Thursday, November 21, 2024
Sweet FootJourneys

Sweet FootJourneys

Dulcet Peregrinations

Althea and the LibraryWritings

Taking Control

I’d like to say that I reacted rationally, but anger rose up in me like someone lit a gas burner. I wasn’t angry at Pintor. He was just as much caught in this web as any of us. All my anger focused on the Guardian, the creeping leafy face for everything that was controlling us. I got up and went to the door.

“Where are you going?” asked Pintor. I stopped and looked at him and he could see my rage.

“Look, Althea, I know you’re angry, but there may be a way to fix this.

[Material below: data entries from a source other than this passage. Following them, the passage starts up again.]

PR #2706, opened 2021-08-23
Support EXT_meshopt_compression

donmccurdy:
Fixes https://github.com/google/model-viewer/issues/1164.

Screen Shot 2021-08-22 at 8 01 55 PM


donmccurdy:
@googlebot I signed it!

packages/model-viewer/src/three-components/CachingGLTFLoader.ts
```diff
@@ -83,6 +87,19 @@ export class CachingGLTFLoader<T extends GLTFInstanceConstructor =
     return ktx2TranscoderLocation;
   }
 
+  static setMeshoptDecoderLocation(url: string) {
+    if (meshoptDecoderLocation !== url) {
+      meshoptDecoderLocation = url;
+      meshoptDecoder = fetchScript(url)
+        .then(() => MeshoptDecoder.ready)
+        .then(() => MeshoptDecoder);
```
elalish, line 95: We usually use async/await instead of .then; would that be reasonable here too?

packages/model-viewer/src/three-components/CachingGLTFLoader.ts
```diff
@@ -155,6 +172,10 @@ export class CachingGLTFLoader<T extends GLTFInstanceConstructor =
     this.dispatchEvent(
         {type: 'preload', element: element, src: url} as PreloadEvent);
     if (!cache.has(url)) {
+      if (meshoptDecoder) {
```
elalish, line 175: We generally  use explicit combined null/undefined checks instead of truthiness: `if (meshoptDecoder != null)`.

packages/model-viewer/src/utilities/fetch-script.ts
```diff
@@ -0,0 +1,10 @@
+export function fetchScript(src: string): Promise<Event> {
+    return new Promise((resolve, reject) => {
+        const script = document.createElement('script');
+        document.body.appendChild(script);
+        script.onload = resolve;
+        script.onerror = reject;
+        script.async = true;
+        script.src = src;
+    });
+}
```
elalish, line 10: These  two new  files are pretty tiny (and would require the license header); can we just put these in CachingGLTFLoader instead?

packages/modelviewer.dev/examples/loading/index.html
```diff
@@ -330,7 +330,50 @@ <h4>
...
+          </example-snippet>
+          <p>
+            Enable support for Meshopt compression by providing
+            <code>meshoptDecoderLocation</code>:
+          </p>
+          <example-snippet inert-script highlight-as="html">
+            <template>
+<script>
+ModelViewerElement = self.ModelViewerElement || {};
+ModelViewerElement.meshoptDecoderLocation = 'https://unpkg.com/meshoptimizer@0.16.0/meshopt_decoder.js';
```
elalish, line 364: Can  we switch these  (and the previous example) from `ModelViewerElement` to `self.ModelViewerElement`? I've been meaning to do this anyway, since as written it doesn't compile as a module script.

packages/modelviewer.dev/examples/loading/index.html
```diff
@@ -411,7 +454,7 @@ <h4></h4>
       <div style="margin-top:24px;" class="copyright">©Copyright 2018-2020 Google Inc. Licensed under the Apache License 2.0.</div>
       <div id='footer-links'></div>
   </div>
-      
+
```
elalish, line 457: Thanks for coffeemat.glb; where is it from? Can we show some kind of attribution/license? It should probably have a listing here in this footer.

elalish (changes requested):
Thanks Don!

packages/model-viewer/src/three-components/CachingGLTFLoader.ts
donmccurdy: I think we need to store a Promise, so additional invocations of this method don't make another request. Doing this with async/await would look something like:

```js
meshoptDecoder = new Promise(async (resolve, reject) => {
  try {
    await fetchScript(url);
    await MeshoptDecoder.ready;
    resolve(MeshoptDecoder);
  } catch (e) {
    reject(e);
  }
});
```

A bit more verbose, but could be wrapped in a helper function too, any preference here?

packages/modelviewer.dev/examples/loading/index.html
donmccurdy: It's originally from Sketchfab, under CC Attribution license – good point on attribution! Also included on this three.js example: https://threejs.org/examples/?q=compress#webgl_loader_gltf_compressed

Will add attribution for the artist similarly 👍

packages/model-viewer/src/three-components/CachingGLTFLoader.ts
elalish: Thanks for  the explanation; I'm fine with it as is.

donmccurdy:
Thanks @elalish – I think I've addressed the feedback. 👍🏻

elalish (approved):
Looks great, thanks!

elalish:
Looks like I checked in a flaky test to space-opera. I'm going to merge this, since the failure is definitely unrelated to anything here.

PR #2711, opened 2021-08-24
Auto poster generation

elalish:
I removed the semi-functional poster UX in the editor and now the poster is auto-generated on any save and whenever it is deployed to mobile. In fact posters were not working on mobile at all before, but now they do, and they improve the experience since they demonstrate the use while the slow piping server downloads. I'm also generating only WebP images, since they are supported universally now (since IE is dead) and they have compact lossy compression with an alpha channel.


packages/model-viewer/src/three-components/Renderer.ts
```diff
@@ -237,13 +237,13 @@ export class Renderer extends EventDispatcher {
...
     const scaleStep = this.scaleStep;
-    if (this.avgFrameDuration > HIGH_FRAME_DURATION_MS &&
-        this.scaleStep < this.lastStep) {
+    if (this.avgFrameDuration > HIGH_FRAME_DURATION_MS) {
       ++this.scaleStep;
     } else if (
         this.avgFrameDuration < LOW_FRAME_DURATION_MS && this.scaleStep > 0) {
       --this.scaleStep;
     }
+    this.scaleStep = Math.min(this.scaleStep, this.lastStep);
```
elalish, line 246: This ensures minScale will be respected immediately on  the next render.

packages/model-viewer/src/features/loading.ts
```diff
@@ -469,6 +469,8 @@ export const LoadingMixin = <T extends Constructor<ModelViewerElementBase>>(
             this.dispatchEvent(new CustomEvent('poster-dismissed'));
           });
         }, {once: true});
+      } else {
+        this[$transitioned] = true;
```
elalish, line 473: Found a small bug where when  things  changed too quickly, the transitioned event would not fire and then the state would get messed up. This ensures the state is correct for the poster to dismiss.

packages/space-opera/src/components/mobile_view/open_mobile_view.ts
```diff
@@ -180,6 +182,10 @@ export class OpenMobileView extends ConnectedLitElement {
 
     await post(JSON.stringify(packet), getSessionUrl(this.pipeId, session.id));
 
+    await post(
+        posterBlob,
+        posterToSession(this.pipeId, session.id, updatedContent.posterId));
```
elalish, line 187: This post is what allows the poster  to function on  mobile (it was set  to an objectURL before, but that can't be accessed from a different device; it  must be  explicitly sent over the network).

packages/space-opera/src/components/model_viewer_snippet/reducer.ts
```diff
@@ -64,3 +58,30 @@ export function extraAttributesReducer(state: any = {}, action: Action): any {
...
   }
 }
+
+const SET_HEIGHT = 'SET_HEIGHT';
+export function dispatchHeight(height: number) {
+  return {type: SET_HEIGHT, payload: height};
+}
+
+const SET_MIMETYPE = 'SET_MIMETYPE';
+export function dispatchMimeType(type: ImageType) {
```
elalish, line 68: I put this in because I thought I'd allow choosing PNG, JPEG, WEBP, but then I realized WEBP is definitely the best, so I removed the UX. I left the logic in case it's useful down the road.

packages/space-opera/src/components/mobile_view/open_mobile_view.ts
```diff
@@ -207,12 +213,17 @@ export class OpenMobileView extends ConnectedLitElement {
...
 
   async sendSessionContentHolder(
-      session: MobileSession, updatedContent: EditorUpdates,
+      session: MobileSession, updatedContent: EditorUpdates, posterBlob: Blob,
       usdzBlob: Blob|undefined, gltfBlob: Blob|undefined,
       envBlob: Blob|undefined) {
     try {
       await this.sendSessionContent(
-          session, {...updatedContent}, usdzBlob, gltfBlob, envBlob);
+          session,
```
timmmeh, line 221: Looks like editor state is serialized and restored? Is that right?

timmmeh (approved):

packages/space-opera/src/components/mobile_view/open_mobile_view.ts
elalish: Yeah, in order to deploy to your mobile device, it  has to serialize everything and post it through the  piping-server for the mobile to fetch. It doesn't serialize all of the Redux state, since the mobile doesn't care; just enough to recreate the MV element.

packages/space-opera/src/components/utils/render_model_viewer.ts
```diff
@@ -34,6 +39,51 @@ export interface ModelViewerEventHandlers {
...
+  const poster = getPosterConfig(state);
+
+  const height = poster.height / window.devicePixelRatio;
+  modelViewer.style.width = `${height}px`;
+  modelViewer.style.height = `${height}px`;
+
+  // Set to beginning of animation
+  const oldTime = modelViewer.currentTime;
+  modelViewer.autoplay = false;
+  modelViewer.currentTime = 0;
```
asemanh, line 58: would it make sense to have reset or init function for this part?

elalish: Maybe, but since the reset is pretty specific to the poster generation I feel like it's simpler to contain the logic here. If it comes in hand anywhere else, I'll  definitely put it in a function.

Issue #2682, opened 2021-08-11
Attach camera-controls pointermove event listeners to window instead of element


lucadalli:
### Discussed in https://github.com/google/model-viewer/discussions/2678

<div type='discussions-op-text'>

<sup>Originally posted by **lucadalli** August 10, 2021</sup>
When rotating a model with `camera-controls` enabled, I often find myself getting frustrated at the model's unresponsiveness when my pointer falls out of the element's bounds.

When I'm interacting with the model, after the initial pointerdown event, I become far less conscious of where my pointer is and more focused on the actual orientation of the model. I'd be rotating the model, until suddenly, my inputs are no longer recognized, only for me to realize that my pointer is outside the element. This breaks my "immersion" as I have to reset my pointer position back onto the model and resume the interaction.

I strongly believe this is an inferior user experience to the one offered by THREE's OrbitControls, which attaches move listeners to window and hence allows an initiated camera interaction to continue anywhere on the page until the pointer is released.

https://threejs.org/examples/#misc_controls_orbit

</div>

elalish:
Is there a reason you posted this again rather than replying on the previous thread?

lucadalli:
While investigating this issue further I noticed that the behavior exhibited is dependent on browser and device.

On Win10 Chrome, the `mousemove` events are confined to the element's bounding box. 
Surprisingly, Win10 Firefox does not behave in the same way and `mousemove` events preceded by a `mousedown`  keep firing even outside the element's bounds.

On Android Chrome and in the emulated mobile environments of Win10 Chrome and Firefox, `touchmove` following a `touchstart` event which happened within element bounds keep firing even outside the element bounds. This means that all mobile environments I was able to test behave unanimously, in the way we prefer.

If iOS Chrome and Safari behave in the same way as Android Chrome, I think this can be leveraged in our implementation to keep the complexity low and avoid wastefully attaching and detaching listeners.

lucadalli:
> Is there a reason you posted this again rather than replying on the previous thread?
I intend to work on this so I thought it would be better to have an issue for it. We can close and resume discussion on the original thread if its preferred.

elalish:
Ah, sure thing. I would have just converted that discussion to an issue anyway, so this is fine. Thank you for taking this on!

lucadalli:
My pleasure :) Are you able to test the current behavior on iOS Chrome and Safari, by any chance?

elalish:
Yes, I have those devices locally; let me get back here with results.

[...]

PR #2722, opened 2021-08-25
Attach controls mousemove listener to window

lucadalli:
As per issue #2682, and as a follow-on to #2691, this PR aims to fix the model-viewer's unresponsiveness when the cursor leaves the element's bounds during a mouse interaction.

I would appreciate feedback on the following:
1. Despite the synthetic events used during testing having `{bubbles: true}`, some tests were failing because the `mousemove` events dispatched to the model-viewer element were not triggering the `mousemove` listener on `window`. I fixed this by dispatching the event directly to `window`.
2. [Originally I intended to change the way the cursor styles are applied](https://github.com/google/model-viewer/discussions/2678#discussioncomment-1153581), such that during an interaction, the `grabbing` cursor persists even outside the element's bounds. However, I decided against due to the increased code complexity for a marginal UX improvement. I noticed that other libraries which handle mouse events like Swiper also do not bother with this.
Once the cursor leaves the element's bounds, it is not being paid much attention to anyway as the user is more focused on the model-viewer element itself.


elalish (dismissed):
Tested and it looks great, on Firefox, Safari, Chrome, Android and iOS. Regarding your two questions, I'm totally satisfied with your solutions. 

However in testing I found a bug related to your previous change (not this PR). On iOS, if you put down one finger, then add a second, you get proper zoom behavior. If  instead you put down both  fingers at once, then it zooms the page  instead of the model. Hopefully a simple fix. Android doesn't have this problem.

At least Theo thought there was.”

I listened.

“Theo seems to believe this whole thing is his fault. That it was because he discovered the planet Lux. I tend to think that if not him, it would be someone else, but he disagrees with me. He sent me back to ask you to return to Earth at a time before he goes to a place called Tenerife. He said he’s twenty-five when he decides to go. You need to tell him not to.”

“That simple, huh? Is it that easy to change the universe? One person doesn’t go somewhere? This is insanity! I might look like a child, but I’m not a child anymore. I’m tired of being moved around like a pawn. I demand to know what’s really going on!”

I directed the last words toward the corners of the ceiling like there was a hidden camera somewhere. If there was, I didn’t see it. Taking my cue, Pintor looked up, too. In the silence, nothing happened. No one responded.

“What if there isn’t an answer,” Pintor said quietly. “What if this – this, uh, emptiness is all there is.”

“You may be right,” I said. “But we have to operate as if there is something more. If it’s meaningless, we’re lost already.”

“Do you believe we have a creator?”

“Yes. How would we be here otherwise? Nothing comes from nothing. It’s just a matter of whether or not the creator is benevolent or malevolent. I haven’t figured that out yet.”

“What if it’s not either or?”

“Indifferent, you mean? What if the creator just doesn’t really care? I don’t know. Something tells me that’s not true. I just don’t understand it and it’s making me crazy. I don’t have a home anymore. We had our home growing up, but it was just a hollow shell. Earth is more a home to me, but here I study while the earth is passing away, about to be destroyed by the people from Anches’ world. Anches! How could it be? It just doesn’t make any sense. And now, the next “move” is to go see Theo and set his “move” into play. The manipulation is too much. I just can’t stand being in the dark not knowing what’s going on. In the dark, it’s too easy to unknowingly mess it all up. In the dark, it’s too easy to cause the very thing you’re trying to prevent.”

Without speaking, we moved back to the table and sat down. This time, it was Pintor who filled two cups with hot tea and I was the one who drank without really tasting it, burning the tip of my tongue with the first attempt.

“We need to take control. Fight back by making our own plan,” I said once I’d made a successful swallow.

“How, Althea? 

“Kali was able to go to Anches’ world. Maybe I could go there, too. There are plenty of glass portals. I could choose the time in the history of Lux.”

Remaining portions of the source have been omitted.